While we are focused on the daily tasks of picking leafy greens, pulling beets, and finding the last tiny eggplant of the season, others on our team are working on projects that will make next year even better.
For the last ten years or so, we have put half of our fields in a long rotation of cover crops while the other half of the fields are producing food. We only grow cash crops on half of the farm at a time.
One year the Far Yonder Field grows onions and winter squash, the next year it grows sorghum sudan grass in the summer and barley in the winter. Next year it will be full of tomatoes and peppers and eggplant.
In recent years, this rotation has felt tight to us, as we have started to grow more vegetables to meet the increased demand. Sometimes we have to put one of the resting fields to work earlier than scheduled. This never feels very good.

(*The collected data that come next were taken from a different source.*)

PR #4151, opened 2021-12-22
services/horizon/../sse: Remove mutex from stream operations and count 'hello' event

### LINKED ISSUE #2284: Timeout error not properly rendered when streaming /account/{id}/transactions
### What did you do?

```
curl -v -H "Accept: text/event-stream" "https://horizon.stellar.org/accounts/GAFNBDOZBFUKHB4ZY5ANCQ25PM33YLTMWQKW25J7LXNZM3YSHRH3BELY/transactions?limit=200&cursor=119456526699307008&include_failed=true"
```

```
retry: 1000
event: open
data: "hello"

event: error
data: Your request timed out before completing.
```

### What did you see instead?

```
retry: 1000
event: open
data: "hello"

{
  "type": "https://stellar.org/horizon-errors/timeout",
  "title": "Timeout",
  "status": 504,
  "detail": "Your request timed out before completing.  Please try your request again. If you are submitting a transaction make sure you are sending exactly the same transaction (with the same sequence number)."
}
```

2opremio:
As far as I have seen, the stream object is never used in a multi-goroutine context.

Also, we were not properly counting the 'hello' event from the preamble.
Due to the error logic (which counts the sent events) this could cause
an error right after the 'hello' event to be incorrectly rendered as JSON.

I think this closes #2284 (although I couldn't reproduce as stated in the issue).


services/horizon/internal/render/sse/stream_test.go
```diff
@@ -18,20 +18,16 @@ import (
...
 // IsDone is safe to call concurrently and is exported.
 func (s *Stream) IsDone() bool {
-	s.mu.Lock()
-	defer s.mu.Unlock()
 	if s.limit == 0 {
 		return s.done
 	}
 
-	return s.done || s.sent >= s.limit
+	return s.done || s.eventsSent >= s.limit
```
sreuland, line 30: since preamble is now counted, does it possibly affect expectations here on limit comparisons

sreuland (approved):

services/horizon/internal/render/sse/stream.go
```diff
@@ -40,43 +37,37 @@ func NewStream(ctx context.Context, w http.ResponseWriter) *Stream {
 // hello message. This should be called before any method that writes to the client to ensure that the preamble
 // has been sent first.
 func (s *Stream) Init() {
-	s.initSync.Do(func() {
+	if s.eventsSent == 0 {
 		ok := WritePreamble(s.ctx, s.w)
-		if !ok {
+		if ok {
+			// The preamble includes sending a hello event
+			s.eventsSent++
```
bartekn, line 44: I think this is a breaking change. The stream will send up to `Stream.limit` events which is defined by the `limit` param of stream GET request. So with this change, the stream will close after `limit-1` objects sent.

2opremio: You mean that `Stream.limit` shouldn't take into account the `hello` event? Good catch.

2opremio: Interestingly, it seems `Stream.limit` is only used in tests, so I don't think it makes a difference.

2opremio: Is that a bug? From what you said, it seems it is.

2opremio: > So with this change, the stream will close after `limit-1` objects sent.

I have created https://github.com/stellar/go/pull/4175 but I think it's more important to fix the limit enforcement problem.

bartekn: We set it via `SetLimit` here:
https://github.com/stellar/go/blob/0582e145eabfee6a45c1b6d5368d3a0455603664/services/horizon/internal/render/sse/stream_handler.go#L35

2opremio: Yes, but we don't use it.

bartekn: I think we use it in `IsDone`, right?

bartekn: OK, you're right. We actually depend on the local `limit` variable in: https://github.com/stellar/go/blob/0582e145eabfee6a45c1b6d5368d3a0455603664/services/horizon/internal/render/sse/stream_handler.go#L35 Certainly needs a refactoring but it's not a bug.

I started to look around for some solutions to this problem. We have lots of ground that is not cultivated—some of it because the soil is not very good, some because it is often too wet, some because it is outside the deer fence. But there was some very juicy ground right next to one of our best fields, and it was being used as a horse pasture. I asked my farmer friend David to look at a soil map and tell me what was under that pasture. They said it was some of the best soil on our farm. Hmmm. It took me a few years of asking nicely, but finally the horse owners agreed to give back one big field (our mother Hiu Newcomb owns all the land, but she wasn't going to get between two sisters). We immediately hired the fence professionals to come and move the deer fence.
Last week we plowed that ground for the first time in well over a decade. The soil is gorgeous. So now we have a new acre of top quality soil, ready to jump into the rotation next year. Already 2023 is looking very promising.